DomainShuttle: 自由开放域主题驱动的文本到视频生成

摘要

开放域主体驱动文本到视频（S2V）生成在学术界和工业界引起了广泛关注。开放域S2V主要涉及两种场景：域内场景，要求尽可能保留参考主体特征；以及跨域场景，需保留主体的内在特征，同时允许与主体无关的属性根据文本提示灵活变化。现有方法主要侧重于在域内场景中最大化主体保真度，这限制了它们在跨域场景（如新颖风格、语义组合或域属性）中的可编辑性和适应性。本研究提出，理想的S2V方法应能在不同域之间灵活切换，在域内和跨域场景中均实现强性能。为此，我们提出DomainShuttle，能够在开放域视频个性化中实现高保真度和生成灵活性。具体而言，我们引入Domain-MoT，解耦视频与参考特征，并引入域感知的AdaLN，用于对参考图像进行特定域的建模。随后，我们提出视频-参考双RoPE方案，将参考图像标记和视频标记分别置于独立的RoPE空间中，以实现精确的主体级空间建模；同时引入跨对一致性损失，旨在提取不受无关特征影响的主体内在特征。大量实验表明，DomainShuttle在多种开放域应用场景中相比现有方法实现了显著的性能提升，展现出高主体保真度和生成灵活性。

English

Open domain subject-driven text-to-video (S2V) generation has drawn significant interest in academia and industry.

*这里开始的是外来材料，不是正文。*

PR #627, opened 2026-06-26
Add FS PUT body read latency metrics

qiffang:
## Summary
- Add `drive9_http_request_body_read_duration_seconds` histogram for inline `PUT /v1/fs/*` request-body read time.
- Record final HTTP `status_class` and low-cardinality `body_size_bucket` labels, with no path/tenant/workspace labels.
- Add slow body-read server log after 5s with route, bytes, remote, trace-context logger fields, and rate bucket.
- Move Prometheus alert rules to the canonical runbooks repo: https://github.com/tidbcloud/runbooks/pull/2622

## Notes
- This does not change multipart behavior. Large files that already cross the backend large-file threshold still initiate multipart instead of reading the full body in `handleWrite`.
- The body-read alert should be treated as client upload / network-path evidence before blaming backend write latency.
- This PR no longer carries `docs/grafana/drive9-alert-rules.yaml`; alert ownership is in `tidbcloud/runbooks`.

## Validation
- `/usr/local/go/bin/go test ./pkg/metrics`
- `/usr/local/go/bin/go test -c ./pkg/server ./pkg/metrics`
- `git diff --check`

`/usr/local/go/bin/go test -run 'TestMetricsEndpoint|TestWriteBodyReadMetricRecordsFailureStatusClass' ./pkg/server` is blocked locally by testcontainers startup: `rootless Docker not found`.


srstack (dismissed):
LGTM — approving.

Traced the change against `handleWrite`, the `observe()` middleware, and the histogram config. `go test ./pkg/metrics` and `go vet ./pkg/server ./pkg/metrics` pass locally.

The design is clean: deferring the body-read metric emission to `observe()` so it can be tagged with the final `ow.status` is the right way to label a mid-handler measurement with the eventual response class. I verified route normalization is consistent (`requestRoute` used in both places), the request metric state is always installed before the handler runs, multipart/large-file uploads are genuinely untouched (the metric is only set after the `IsLargeFile` branch returns), cardinality is bounded (method × route × status_class(5) × body_size_bucket(8), no path/tenant labels), and failure paths are captured (the 4xx test confirms it).

One thing worth considering (non-blocking): `httpDurationBounds` tops out at 10s, so the body-read p99 saturates at the +Inf bucket exactly where this metric is meant to be most useful (slow uploads can run tens of seconds). The >5s alert still fires correctly, but the displayed p99 understates the true tail. A body-read-specific bounds slice extending to e.g. 15/30/60s would make the value itself trustworthy.

Minor: `body_size_bucket`/`rate_bucket` use the declared Content-Length, which can overstate on aborted reads — worth a comment noting the bytes are declared, not transferred.

srstack (approved):

PR #628, opened 2026-06-26
Fix FUSE mount startup cleanup and diagnostics

you06:
## Summary

- clean up partially-started FUSE mounts when Drive9 mount startup fails
- force-unmount the mountpoint after go-fuse returns an INIT-stage `init: ...` error without a server handle
- add safe startup diagnostics that report the failed phase, mountpoint, and underlying error without printing server, remote, token, or API key values

## Details

Drive9 could leave a stale FUSE mount when mount startup failed after the kernel/FUSE INIT path had already begun. It showed up as a later `transport endpoint is not connected` mountpoint with no live `drive9` process, making retries in the same sandbox fail.

This change covers both startup failure shapes:

1. `gofuse.NewServer()` can mount and handle INIT synchronously, then return an `init: ...` error before Drive9 has a server handle. In that case, Drive9 now logs a safe diagnostic and calls the existing force-unmount fallback for the mountpoint.
2. After a server exists, failures from `WaitMount()`, mount control socket setup, or process-state writing now stop watchers, flush pending state, try `server.Unmount()`, and fall back to force-unmount if normal unmount fails.

The added diagnostics make foreground failures actionable. For example:

```text
drive9: mount startup failed during fuse wait mount failure at /home/user/workspace: permission denied
drive9: cleanup after fuse wait mount failure: unmounted /home/user/workspace
mount: fuse wait mount: permission denied
```

## Summary by CodeRabbit

* **Bug Fixes**
  * Improved mount startup failure handling with a consistent best-effort cleanup sequence: stop watchers, flush pending data, and unmount (with forced unmount fallback when appropriate).
  * Added targeted behavior for partial initialization failures to force unmount only when needed.
  * Ensured the control server is closed as part of the unified cleanup flow.
* **Tests**
  * Added/expanded tests covering cleanup ordering, forced unmount behavior (including “transport endpoint is not connected”), and correct detection of init-failure cases (including skipping force unmount for empty mount points).

### DIFF
--- a/pkg/fuse/mount.go
+++ b/pkg/fuse/mount.go
@@ -470,14 +470,26 @@ func Mount(opts *MountOptions) error {
 	// thread consumes the last GOMAXPROCS slot, leaving no thread to handle
 	// the POLL request from the kernel).
 	if err := server.WaitMount(); err != nil {
-		stopWatchers()
+		cleanupMountStartFailure(mountStartCleanup{
+			reason:       "fuse wait mount failure",
+			mountPoint:   opts.MountPoint,
+			stopWatchers: stopWatchers,
+			flushAll:     dat9fs.FlushAll,
+			unmount:      server.Unmount,
+			forceUnmount: forceUnmount,
+		})
 		return fmt.Errorf("fuse wait mount: %w", err)
 	}
 	controlServer, err := startMountControlServer(opts.MountPoint, dat9fs)
 	if err != nil {
-		stopWatchers()
-		dat9fs.FlushAll()
-		_ = server.Unmount()
+		cleanupMountStartFailure(mountStartCleanup{
+			reason:       "mount control socket failure",
+			mountPoint:   opts.MountPoint,
+			stopWatchers: stopWatchers,
+			flushAll:     dat9fs.FlushAll,
+			unmount:      server.Unmount,
+			forceUnmount: forceUnmount,
+		})
 		return fmt.Errorf("start mount control socket: %w", err)
 	}
 	if controlServer != nil {
@@ -519,9 +531,17 @@ func Mount(opts *MountOptions) error {
 		ControlSocket:       controlServer.SocketPath(),
 	})
 	if err != nil {
-		stopWatchers()
-		dat9fs.FlushAll()
-		_ = server.Unmount()
+		if controlServer != nil {
+			controlServer.Close()
+		}
+		cleanupMountStartFailure(mountStartCleanup{
+			reason:       "mount process state failure",
+			mountPoint:   opts.MountPoint,
+			stopWatchers: stopWatchers,
+			flushAll:     dat9fs.FlushAll,
+			unmount:      server.Unmount,
+			forceUnmount: forceUnmount,
+		})
 		return fmt.Errorf("write mount pid file: %w", err)
 	}
 	defer func() {
@@ -653,6 +673,37 @@ func Mount(opts *MountOptions) error {
 	server.Wait()
 	shutdown()
 	return nil
+}
+
+type mountStartCleanup struct {
+	reason       string
+	mountPoint   string
+	stopWatchers func()
+	flushAll     func()
+	unmount      func() error
+	forceUnmount func(string)
+}
+
+func cleanupMountStartFailure(cleanup mountStartCleanup) {
+	if cleanup.stopWatchers != nil {
+		cleanup.stopWatchers()
+	}
+	if cleanup.flushAll != nil {
+		cleanup.flushAll()
+	}
+	if cleanup.unmount == nil {
+		return
+	}
+	if err := cleanup.unmount(); err != nil {
+		reason := strings.TrimSpace(cleanup.reason)
+		if reason == "" {
+			reason = "mount start failure"
+		}
+		fmt.Fprintf(os.Stderr, "drive9: cleanup after %s: unmount failed: %v\n", reason, err)
+		if cleanup.forceUnmount != nil && strings.TrimSpace(cleanup.mountPoint) != "" {
+			cleanup.forceUnmount(cleanup.mountPoint)
+		}
+	}
 }
 
 func validateMountOptionsProfile(opts *MountOptions) error {
--- a/pkg/fuse/mount.go
+++ b/pkg/fuse/mount.go
@@ -446,6 +446,19 @@ func Mount(opts *MountOptions) error {
 	server, err := gofuse.NewServer(dat9fs, opts.MountPoint, fuseOpts)
 	if err != nil {
 		layerEventWatcherStop()
+		cleanupMountStartFailure(mountStartCleanup{
+			reason:     "fuse server initialization failure",
+			mountPoint: opts.MountPoint,
+			cause:      err,
+		})
+		if shouldForceUnmountAfterNewServerError(err) {
+			mountPoint := strings.TrimSpace(opts.MountPoint)
+			if mountPoint == "" {
+				mountPoint = "<unknown>"
+			}
+			fmt.Fprintf(os.Stderr, "drive9: cleanup after fuse server initialization failure: forcing unmount of %s after partial init failure\n", mountPoint)
+			forceUnmount(opts.MountPoint)
+		}
 		return fmt.Errorf("fuse mount: %w", err)
 	}
 
@@ -473,6 +486,7 @@ func Mount(opts *MountOptions) error {
 		cleanupMountStartFailure(mountStartCleanup{
 			reason:       "fuse wait mount failure",
 			mountPoint:   opts.MountPoint,
+			cause:        err,
 			stopWatchers: stopWatchers,
 			flushAll:     dat9fs.FlushAll,
 			unmount:      server.Unmount,
@@ -485,6 +499,7 @@ func Mount(opts *MountOptions) error {
 		cleanupMountStartFailure(mountStartCleanup{
 			reason:       "mount control socket failure",
 			mountPoint:   opts.MountPoint,
+			cause:        err,
 			stopWatchers: stopWatchers,
 			flushAll:     dat9fs.FlushAll,
 			unmount:      server.Unmount,
@@ -537,6 +552,7 @@ func Mount(opts *MountOptions) error {
 		cleanupMountStartFailure(mountStartCleanup{
 			reason:       "mount process state failure",
 			mountPoint:   opts.MountPoint,
+			cause:        err,
 			stopWatchers: stopWatchers,
 			flushAll:     dat9fs.FlushAll,
 			unmount:      server.Unmount,
@@ -678,13 +694,35 @@ func Mount(opts *MountOptions) error {
 type mountStartCleanup struct {
 	reason       string
 	mountPoint   string
+	cause        error
 	stopWatchers func()
 	flushAll     func()
 	unmount      func() error
 	forceUnmount func(string)
+	logf         func(string, ...any)
 }
 
 func cleanupMountStartFailure(cleanup mountStartCleanup) {
+	reason := strings.TrimSpace(cleanup.reason)
+	if reason == "" {
+		reason = "mount start failure"
+	}
+	mountPoint := strings.TrimSpace(cleanup.mountPoint)
+	mountPointLabel := mountPoint
+	if mountPointLabel == "" {
+		mountPointLabel = "<unknown>"
+	}
+	logf := cleanup.logf
+	if logf == nil {
+		logf = func(format string, args ...any) {
+			fmt.Fprintf(os.Stderr, format, args...)
+		}
+	}
+	if cleanup.cause != nil {
+		logf("drive9: mount startup failed during %s at %s: %v\n", reason, mountPointLabel, cleanup.cause)
+	} else {
+		logf("drive9: mount startup failed during %s at %s\n", reason, mountPointLabel)
+	}
 	if cleanup.stopWatchers != nil {
 		cleanup.stopWatchers()
 	}
@@ -695,15 +733,21 @@ func cleanupMountStartFailure(cleanup mountStartCleanup) {
 		return
 	}
 	if err := cleanup.unmount(); err != nil {
-		reason := strings.TrimSpace(cleanup.reason)
-		if reason == "" {
-			reason = "mount start failure"
+		logf("drive9: cleanup after %s: unmount failed: %v\n", reason, err)
+		if cleanup.forceUnmount != nil && mountPoint != "" {
+			cleanup.forceUnmount(mountPoint)
 		}
-		fmt.Fprintf(os.Stderr, "drive9: cleanup after %s: unmount failed: %v\n", reason, err)
-		if cleanup.forceUnmount != nil && strings.TrimSpace(cleanup.mountPoint) != "" {
-			cleanup.forceUnmount(cleanup.mountPoint)
-		}
+		return
 	}
+	if mountPoint != "" {
+		logf("drive9: cleanup after %s: unmounted %s\n", reason, mountPoint)
+	} else {
+		logf("drive9: cleanup after %s: unmounted mountpoint\n", reason)
+	}
+}
+
+func shouldForceUnmountAfterNewServerError(err error) bool {
+	return err != nil && strings.HasPrefix(err.Error(), "init:")
 }
 
 func validateMountOptionsProfile(opts *MountOptions) error {
--- a/pkg/fuse/mount.go
+++ b/pkg/fuse/mount.go
@@ -445,20 +445,7 @@ func Mount(opts *MountOptions) error {
 	// Create FUSE server
 	server, err := gofuse.NewServer(dat9fs, opts.MountPoint, fuseOpts)
 	if err != nil {
-		layerEventWatcherStop()
-		cleanupMountStartFailure(mountStartCleanup{
-			reason:     "fuse server initialization failure",
-			mountPoint: opts.MountPoint,
-			cause:      err,
-		})
-		if shouldForceUnmountAfterNewServerError(err) {
-			mountPoint := strings.TrimSpace(opts.MountPoint)
-			if mountPoint == "" {
-				mountPoint = "<unknown>"
-			}
-			fmt.Fprintf(os.Stderr, "drive9: cleanup after fuse server initialization failure: forcing unmount of %s after partial init failure\n", mountPoint)
-			forceUnmount(opts.MountPoint)
-		}
+		cleanupNewServerFailure(opts.MountPoint, err, layerEventWatcherStop, dat9fs.FlushAll, forceUnmount, nil)
 		return fmt.Errorf("fuse mount: %w", err)
 	}
 
@@ -483,6 +470,8 @@ func Mount(opts *MountOptions) error {
 	// thread consumes the last GOMAXPROCS slot, leaving no thread to handle
 	// the POLL request from the kernel).
 	if err := server.WaitMount(); err != nil {
+		// NewServer succeeded and Serve is running, so cleanup can drain Drive9-side
+		// workers before asking go-fuse to detach any partially mounted kernel state.
 		cleanupMountStartFailure(mountStartCleanup{
 			reason:       "fuse wait mount failure",
 			mountPoint:   opts.MountPoint,
@@ -699,7 +688,10 @@ type mountStartCleanup struct {
 	flushAll     func()
 	unmount      func() error
 	forceUnmount func(string)
-	logf         func(string, ...any)
+	// forceUnmountWithoutServer is for the go-fuse NewServer post-mount/pre-server
+	// INIT failure path, where no Server exists to call Unmount on.
+	forceUnmountWithoutServer bool
+	logf                      func(string, ...any)
 }
 
 func cleanupMountStartFailure(cleanup mountStartCleanup) {
@@ -730,6 +722,10 @@ func cleanupMountStartFailure(cleanup mountStartCleanup) {
 		cleanup.flushAll()
 	}
 	if cleanup.unmount == nil {
+		if cleanup.forceUnmountWithoutServer && cleanup.forceUnmount != nil && mountPoint != "" {
+			logf("drive9: cleanup after %s: forcing unmount of %s after partial init failure\n", reason, mountPoint)
+			cleanup.forceUnmount(mountPoint)
+		}
 		return
 	}
 	if err := cleanup.unmount(); err != nil {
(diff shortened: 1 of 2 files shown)


srstack (approved):
LGTM — approving.

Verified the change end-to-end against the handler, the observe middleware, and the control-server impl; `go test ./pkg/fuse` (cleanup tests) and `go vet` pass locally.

Open domain S2V mainly involves two scenarios: in-domain, which requires retaining the reference subject features as much as possible, and cross-domain, which preserves the intrinsic features of the subject while allowing subject-irrelevant properties to vary flexibly according to the text prompt. Existing methods primarily focus on maximizing subject fidelity in in-domain scenarios, which limits their editability and adaptability in cross-domain scenarios, such as novel styles, semantic combinations, or domain attributes. In this study, we propose that an ideal S2V method should flexibly shuttle between different domains, achieving strong performance in both in-domain and cross-domain scenarios. To this end, we propose DomainShuttle, which could achieve high fidelity and generative flexibility for open domain video personalization. Specifically, we introduce Domain-MoT, which decouples videos and reference features and introduces the domain-aware AdaLN for domain-specific modeling of reference images. We then introduce the Video-Reference DualRoPE scheme, which places reference image tokens and video tokens in separate RoPE spaces to enable precise subject-level spatial modeling, and Cross-Pair Consistent Loss, which aims to extract intrinsic subject features unaffected by irrelevant features. Extensive experiments demonstrate that DomainShuttle achieves significant performance improvements over existing methods, exhibiting high subject fidelity and generative flexibility across diverse open domain application scenarios.